*** DATA FOR ANALYSIS ***
PR #153, opened 2015-03-25
PARQUET-227 Enforce that unions have only 1 set value, tolerate bad records in read path

isnotinvain:
See https://issues.apache.org/jira/browse/PARQUET-227


parquet-hadoop/src/main/java/parquet/hadoop/CorruptRecordCounter.java
```diff
@@ -0,0 +1,105 @@
...
+  private static final Log LOG = Log.getLog(CorruptRecordCounter.class);
+
+  private static final float DEFAULT_THRESHOLD =  0f;
+  private static final long DEFAULT_MIN_ERRORS = 0;
+
+  private long numRecords;
+  private long numErrors;
+
+  private final double errorThreshold; // max fraction of errors allowed
+  private final long minErrors; // throw error only after this many errors
```
tsdeng: Why have both errorThreshold and minErrors? Could you explain more about the difference and purpose of each?

parquet-hadoop/src/main/java/parquet/hadoop/InternalParquetRecordReader.java
```diff
@@ -80,6 +81,7 @@
   private long totalCountLoadedSoFar = 0;
 
   private Path file;
+  private CorruptRecordCounter corruptRecordCounter;
```
tsdeng: final ?

parquet-hadoop/src/main/java/parquet/hadoop/InternalParquetRecordReader.java
```diff
@@ -202,12 +205,29 @@ public boolean nextKeyValue() throws IOException, InterruptedException {
 
     while (!recordFound) {
       // no more records left
-      if (current >= total) { return false; }
+      if (current >= total) { return false;}
```
tsdeng: why removing space?

parquet-hadoop/src/main/java/parquet/hadoop/InternalParquetRecordReader.java
```diff
@@ -202,12 +205,29 @@ public boolean nextKeyValue() throws IOException, InterruptedException {
...
 
       try {
         checkRead();
-        currentValue = recordReader.read();
+
+        corruptRecordCounter.incRecordsSeen();
+        boolean corrupt = false;
+
+        try {
```
tsdeng: Nested try catch block and multiple if...then blocks in this while loop make it hard to read and track. Also the inErrorsSeen depends on the calling of incRecordSeen is error prone. I think your propose is to have an enhanced recordReader that can track the corrupted record. So an Adapter Pattern like CorruptedTrackingRecordReader maybe able to simplify this logic a bit.

parquet-hadoop/src/main/java/parquet/hadoop/CorruptRecordCounter.java
```diff
@@ -0,0 +1,105 @@
...
+
+  public void incRecordsSeen() {
+    numRecords++;
+  }
+
+  public void incErrorsSeen(CorruptRecordException cause) throws ParquetDecodingException {
+    numErrors++;
+    if (numErrors > numRecords) {
+      // incorrect use of this class
+      throw new ParquetDecodingException("Forgot to invoke incRecords()?");
```
tsdeng: Error message not clear(print the actual number). Fundamental problems is incErrorsSeen depends on incRecordsSeen. Could use adapter pattern on record reader, and encapsulate this dependency in the adapter

parquet-thrift/src/main/java/parquet/hadoop/thrift/ThriftReadSupport.java
```diff
@@ -73,6 +73,12 @@ public static void setRecordConverterClass(JobConf conf,
     conf.set(RECORD_CONVERTER_CLASS_KEY, klass.getName());
   }
 
+  public static void setRecordConverterClass(Configuration conf,
```
tsdeng: remove the duplication of setRecordConverterClass(JobConf conf) by calling this method there

parquet-thrift/src/main/java/parquet/thrift/BufferedProtocolReadToWrite.java
```diff
@@ -394,10 +404,42 @@ public String toDebugString() {
...
+      boolean wasIgnored = readOneValue(in, field.type, buffer, expectedField.getType());
+      if (!wasIgnored) {
+        childFieldsPresent++;
+      }
+      hasFieldsIgnored |= wasIgnored;
       in.readFieldEnd();
       buffer.add(FIELD_END);
     }
+
+    // check that union had exactly 1 (no more no less) child fields.
```
tsdeng: This method is becoming increasingly complicated, can we move the code below to a private method?

parquet-column/src/main/java/parquet/io/api/RecordMaterializer.java
```diff
@@ -45,4 +48,22 @@ public void skipCurrentRecord() { }
    * @return the root converter for this tree
    */
   abstract public GroupConverter getRootConverter();
+
+  public static class CorruptRecordException extends ParquetDecodingException {
```
julienledem: please add javadoc here.

parquet-column/src/main/java/parquet/io/api/RecordMaterializer.java
```diff
@@ -33,6 +35,7 @@
 
   /**
    * @return the result of the conversion
+   * @throws CorruptRecordException to signal that a record is corrupt, but can be skipped
```
julienledem: Is "Corrupt" the correct term here? The data is not corrupted but no valid instance of T can be produced for the current record and this implementation of RecordMaterializer.

parquet-hadoop/src/main/java/parquet/hadoop/CorruptRecordCounter.java
```diff
@@ -0,0 +1,105 @@
...
+    LOG.warn(String.format("Error while reading an input record (%s out of %s so far and %s total): ",
+        numErrors, numRecords, totalNumRecords), cause);
+
+    if (numErrors > 0 && errorThreshold <= 0) { // no errors are tolerated
+      throw new ParquetDecodingException("Error while decoding records", cause);
+    }
+
+    double errRate = numErrors/(double)totalNumRecords;
+
+    if (numErrors >= minErrors && errRate > errorThreshold) {
```
julienledem: How to configure this kind of minErrors record count before applying the threshold is always a little tricky.
Metadata has the total number of records and it looks like totalNumRecords is the actual number of records from the metadata and not the number of records seen so far.
I would be in favor of removing minErrors and just use ```if (errRate > errorThreshold)```

parquet-hadoop/src/main/java/parquet/hadoop/InternalParquetRecordReader.java
```diff
@@ -202,12 +205,29 @@ public boolean nextKeyValue() throws IOException, InterruptedException {
...
+          corruptRecordCounter.incErrorsSeen(e);
+          corrupt = true;
+        }
+
         current ++;
+
+        if (corrupt) {
+          if (DEBUG) LOG.debug("skipping a corrupt record");
+          continue;
+        }
```
julienledem: I would agree that the control flow could be simplified rather than the try{} cacth {} setting a boolean that triggers a continue later.

parquet-thrift/src/main/java/parquet/hadoop/thrift/ThriftReadSupport.java
julienledem: + javadoc

parquet-thrift/src/main/java/parquet/thrift/BufferedProtocolReadToWrite.java
```diff
@@ -381,6 +389,8 @@ public String toDebugString() {
             // read path.
             throw new ParquetRuntimeException("This should never happen! "
                 + "Don't know if this field is a union, was the deprecated constructor of StructType used?\n" + type){};
+          default:
+            throw new ParquetRuntimeException("Unrecognized StructOrUnionType: " + type.getStructOrUnionType()){};
```
julienledem: we should avoid those anonymous subclasses and just create a concrete one.
Something like ShouldNotHappenException?

parquet-thrift/src/main/java/parquet/thrift/BufferedProtocolReadToWrite.java
```diff
@@ -394,10 +404,42 @@ public String toDebugString() {
...
+        break;
+      case UNKNOWN:
+        // we should never reach here in the write path -- this only happens if the
+        // deprecated constructor of StructType is used, which should only be used in the
+        // read path.
+        throw new ParquetRuntimeException("This should never happen! "
+            + "Don't know if this field is a union, was the deprecated constructor of StructType used?\n" + type){};
+      default:
+        throw new ParquetRuntimeException("Unrecognized StructOrUnionType: " + type.getStructOrUnionType()){};
+    }
```
julienledem: should this be:
```
if (type.isUnion() && childFieldsPresent != 1) {
  if (childFieldsPresent == 0) {
     throw new DecodingSchemaMismatchException("Cannot write a TUnion with no set value in :\n" + type);
  } else {
    throw new DecodingSchemaMismatchException("Cannot write a TUnion with more than 1 set value in :\n" + type);
  }
}
```
with type.isUnion() define as ```type.getStructOrUnionType() == UNION```

parquet-hadoop/src/main/java/parquet/hadoop/CorruptRecordCounter.java
isnotinvain: The idea is, you can set both a percent threshold, and also an absolute minimum. Now that you point this out -- this isn't really needed. 

Elephantbird does this because elephantbird doesn't know the total number of records, so it divides the number of errors by the current record count, which is why they need this minErrors. But we don't even need that, nor the incRecords() method at all, so I think we can simply this by just removing the record count, incRecords() and the minErrors all together

parquet-hadoop/src/main/java/parquet/hadoop/InternalParquetRecordReader.java
isnotinvain: typo, thanks. I had moved this around earlier and then put it back.

parquet-hadoop/src/main/java/parquet/hadoop/InternalParquetRecordReader.java
isnotinvain: yes, thanks

isnotinvain: oh, nevermind, I had it as final originally but unfortunately this class is setup by an initialize() method, not the constructor, so this can't be final because it has to get assigned in the initialize() method. An unfortunate consequence of hadoop's pattern of instantiating classes reflectively via their default constructor.

parquet-thrift/src/main/java/parquet/thrift/ThriftRecordConverter.java
```diff
@@ -843,7 +843,9 @@ public T getCurrentRecord() {
       rootEvents.clear();
       return thriftReader.readOneRecord(protocol);
     } catch (TException e) {
-      throw new ParquetDecodingException("Could not read thrift object from protocol", e);
+      protocol.clear();
+      rootEvents.clear();
```
julienledem: why do we have 2 of those?

parquet-hadoop/src/main/java/parquet/hadoop/InternalParquetRecordReader.java
isnotinvain: I agree this loop is complicated. Unfortunately, the checkRead() method does a lot of internal state mutation, so I'm hesitant to add another layer around this class if that layer has to interact with the state that checkRead() does.

But I agree, this whole loop / class could use some cleanup. Actually some of the checks (like supporting 2 kinds of filters) could potentially go away once we are happy w/ the filter2 API.

parquet-hadoop/src/main/java/parquet/hadoop/CorruptRecordCounter.java
isnotinvain: removed numRecords entirely

parquet-thrift/src/main/java/parquet/hadoop/thrift/ThriftReadSupport.java
isnotinvain: yeah, Ideally we'd remove the JobConf one because it is less general than the Configuration one.
I'll mark it as deprecated. (a JobConf is a Configuration, but a Configuration is not a JobConf).

isnotinvain: By the way, this tripped me up -- should ScroogeInputFormat call this method automatically? It seems odd to use ScroogeInputFormat and then also have to call this method?

parquet-thrift/src/main/java/parquet/thrift/BufferedProtocolReadToWrite.java
isnotinvain: yeah good call

parquet-column/src/main/java/parquet/io/api/RecordMaterializer.java
isnotinvain: done

parquet-column/src/main/java/parquet/io/api/RecordMaterializer.java
isnotinvain: Good point, how about `RecordMaterializationException`

parquet-hadoop/src/main/java/parquet/hadoop/CorruptRecordCounter.java
isnotinvain: yeah agreed

parquet-thrift/src/main/java/parquet/thrift/BufferedProtocolReadToWrite.java
isnotinvain: we can do that if we don't worry about being exhaustive and throwing when unrecognized enum members are encountered. I didn't make this class follow the visitor pattern, so we can choose to do this, but if we ever add another type to this enum we may forget to update this line.

parquet-thrift/src/main/java/parquet/thrift/ThriftRecordConverter.java
isnotinvain: I wanted to ask you that -- also is `skipCurrentRecord` doing the right thing or should it clear both as well?

I confirmed that you need to clear protocol for this to work. I think it was formerly never a problem because this exception was fatal so it didn't matter.

parquet-thrift/src/main/java/parquet/thrift/BufferedProtocolReadToWrite.java
isnotinvain: done

isnotinvain:
@tsdeng, @julienledem this is the one we want to get in for 1.6.0

parquet-thrift/src/main/java/parquet/thrift/ThriftRecordConverter.java
isnotinvain: @julienledem do you remember much about this? I can dig into it if not.

tsdeng:
LGTM +1, shipIt once build passes. Thanks @isnotinvain

parquet-thrift/src/main/java/parquet/thrift/ThriftRecordConverter.java
isnotinvain: We can probably refactor this, but the reason is rootEvents are events that we plan to replay through the protocol. In the case of skipping a record, clearing this is enough. In the case of an exception, we have already pushed rootEvents into protocol, which has now only partially consumed those events. So both need to be cleared. I think this is correct, and we can refactor separately.

isnotinvain:
tests passed: https://travis-ci.org/isnotinvain/incubator-parquet-mr/builds/57598033

julienledem:
+1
*** End of DATA FOR ANALYSIS ***
● **HOW TO COMPLETE THIS TASK**
All lines above that contain the word "return" are to be copied.

● **TASK ANSWER**
-      if (current >= total) { return false; }
+      if (current >= total) { return false;}
    * @return the root converter for this tree
    * @return the result of the conversion
       return thriftReader.readOneRecord(protocol);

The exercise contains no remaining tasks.